Cable-free audio routing: DAW output to Gemini
Gemini wasn't designed to listen for DAW output, so we need to use an audio router. I recommend a free solution like Loopback or Blackhole. These are great apps to become familiar with, not only for this project but for a variety of other use cases. If you don't already have one of these, it's not complicated to learn.
Here's an annotated screenshot of the Loopback configuration we used:
Open Loopback or Blackhole and select your DAW & computer mic as inputs.
Next, Assign the audio router as your microphone input via the browser settings as shown above. From there, you'll follow the instructions we've already shared.
As a reminder, make sure your microphone and screen sharing are enabled in Google’s AI Studio web app. Select realtime streaming and then choose your DAW window. Ask Gemini to listen to your music and see what happens!
Gemini: An AI music producer who pretends to listen
If you watched the demo video at the beginning of this article, then you've already seen how Gemini works. The model appears to be capable of seeing and commenting on events within the DAW. It also speaks with confidence about common music production concepts.

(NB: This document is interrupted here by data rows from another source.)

PR #809, opened 2021-07-01
Updates to Cloud Documentation and Reindex

jobannon:
# Summary
- Updates to the cloud infrastructure / cloud installation
- Update to the core-concepts with new Reindex API

### DIFF
--- a/site/docs/v1/tech/installation-guide/cloud.adoc
+++ b/site/docs/v1/tech/installation-guide/cloud.adoc
@@ -258,7 +258,7 @@ Such changes are typically handled in 1-2 business days.
 
 A common question is -- will I lose any data when migrating between tiers, region, size, or hostname?
 
-When performing any changes which require modifying cloud infrastructure, the cloud database is backed up, and then reconnected to the new infrastructure.  If you are not using a cloud database but rather a local database, then this data is already permanent and will be connected to the new host once available.
+When performing any changes which require modifying cloud infrastructure, the cloud database is backed up, and then reconnected to the new infrastructure.
 
 No data loss should occur and your configuration will remain.  Any perceived loss could indicate the need to rebuild the elastic index.  Please see link:/docs/v1/tech/core-concepts/search/#reindexing-elasticsearch[here] for additional details.
 
--- a/site/docs/v1/tech/installation-guide/cloud.adoc
+++ b/site/docs/v1/tech/installation-guide/cloud.adoc
@@ -258,18 +258,15 @@ Such changes are typically handled in 1-2 business days.
 
 A common question is -- will I lose any data when migrating between tiers, region, size, or hostname?
 
-When performing any changes which require modifying cloud infrastructure, the cloud database is backed up, and then reconnected to the new infrastructure.
+When performing any change which requires modifying cloud infrastructure, the cloud database is backed up, and then reconnected to the new infrastructure.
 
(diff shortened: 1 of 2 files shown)


site/docs/v1/tech/installation-guide/cloud.adoc
```diff
@@ -245,16 +245,31 @@ After the deployment is completely removed, it will have a "Destroyed" state on
...
 * the hostname
 
-Such changes are typically handled in 1-2 business days. 
+Such changes are typically handled in 1-2 business days.
+
+=== Data Integrity
+
+A common question is -- will I lose any data when migrating between tiers, region, size, or hostname?
+
+When performing any changes which require modifying cloud infrastructure, the cloud database is backed up, and then reconnected to the new infrastructure.
```
robotdan, line 261: Could we use `change` instead of `changes` here? Or is `changes` the better grammatical choice? 

Such as:

> When performing any change that requires modifying cloud ...

site/docs/v1/tech/installation-guide/cloud.adoc
```diff
@@ -245,16 +245,31 @@ After the deployment is completely removed, it will have a "Destroyed" state on
...
+
+No data loss should occur and your configuration will remain.  Any perceived loss could indicate the need to rebuild the elastic index.  Please see link:/docs/v1/tech/core-concepts/search/#reindexing-elasticsearch[here] for additional details.
```
robotdan, line 263: > ... will remain intact. 

or 

> ... will be preserved.

robotdan: No big deal, but in general I think we are using a single space in between sentences?

robotdan: > Any perceived loss could indicate the need to rebuild the elastic index. Please see link:/docs/v1/tech/core-concepts/search/#reindexing-elasticsearch[here] for additional details.

Do we want to mention this? If we perform the migration - we should either be rebuilding the index for the customer or it would be part of the automated migration steps.

site/docs/v1/tech/installation-guide/cloud.adoc
```diff
@@ -245,16 +245,31 @@ After the deployment is completely removed, it will have a "Destroyed" state on
...
+
+=== Custom Domains
+
+If you are on the High-Availability plan and want a custom domain name such as `auth.example.com`, open a https://account.fusionauth.io/account/support/[support ticket]. This feature requires TLS certificate setup and therefore coordination with you.
```
robotdan, line 267: suggestion: (using same wording as the pricing page)

> If you are on the HA Cloud and want a custom domain name such as `auth.example.com`, open a https://account.fusionauth.io/account/support/[support ticket] and we'd be happy to assist.

site/docs/v1/tech/installation-guide/cloud.adoc
```diff
@@ -245,16 +245,31 @@ After the deployment is completely removed, it will have a "Destroyed" state on
...
+
+We offer custom domains on the High Availability plan only.  The reasons for this are twofold.
```
robotdan, line 269: Suggestion: 

> Custom domains are currently only offered for HA Cloud customers. If you are using Basic or Business Cloud you will need to upgrade to be eligible for a custom domain name. 

I would skip he rest of the explanation personally. It is a bit technical and are really just internal decisions.

robotdan (commented):
Added a few comments.

site/docs/v1/tech/installation-guide/cloud.adoc
jobannon: Agree - we could add this to the migration steps (if not already there).  I can remove it.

During this test, whenever I asked it to listen and describe the music coming from Logic Pro, it answered with total confidence. I thought that it could sincerely hear the music, until I muted the DAW's output and it continued to "hear" everything.
After some additional tests outside the DAW, using vanilla media players, I found that it could only tell me the duration of the clip. It consistently got the instrument and genres wrong.
My conclusion is that Gemini infers instruments and sound design from visual cues like labeled tracks and other UI elements. This is something like working with an AI music producer that can see but cannot hear you, and who nevertheless insists that they can hear what's happening. Maybe it's trying to please us.
A third party company might be able to use Google’s API to fine tune Gemini with a labeled audio dataset and build a co-producer VST that truly listens to DAW audio output. It might require additional MIR models to work adequately, if Gemini's core architecture is incapable of detecting nuances in audio.
This brings me to a final point that I'd like to make about AI music producer software in general, and where it's likely headed during 2025.
AI music production software from 2023-2025
The Gemini co-producer use case is not the first of its kind. A few other companies have attempted to create an AI-assisted DAW. The best example of that is a company called WavTool, who as of December 2024 appear to be on a temporary hiatus.
WavTool's AI DAW launched in May 2023 with a GPT-4 composer that spoke with users about their project, generated MIDI, created wave tables and made edits directly to the DAW. They paused their service but have hinted that they will be returning. Some have speculated that they were acquired by a bigger company.
Phil Speiser's AI-powered mixing assistant plugin "The_Strip" is a second example of an AI music producer that observes your mix and uses an LLM to make comments about how you can improve it. However, unlike WavTool, Speiser built a plugin that is compatible with standalone DAWs like Ableton.
Then there are tools like RipX and Ace Studio, that are augmented with a suite of AI tools for improving ordinary music production workflows. Calling them a "producer" could be a stretch, since they're not conversational or autonomous.
Lastly, there are a few companies who positioned their software as "AI music producers" in their marketing copy, but are in reality little more than web browser apps offering AI audio loop generation as a service.
So where and when will the first serious AI music production tool become available, you ask? I believe Ableton is currently the best candidate, because their API gives third party developers access to almost every feature of their DAW.
I know of at least one developer who's working on an AI agent in stealth. Their tool will take text commands and act directly on Ableton via Max4Live. I'll be sure to update this article and let you know when that patch becomes publicly available.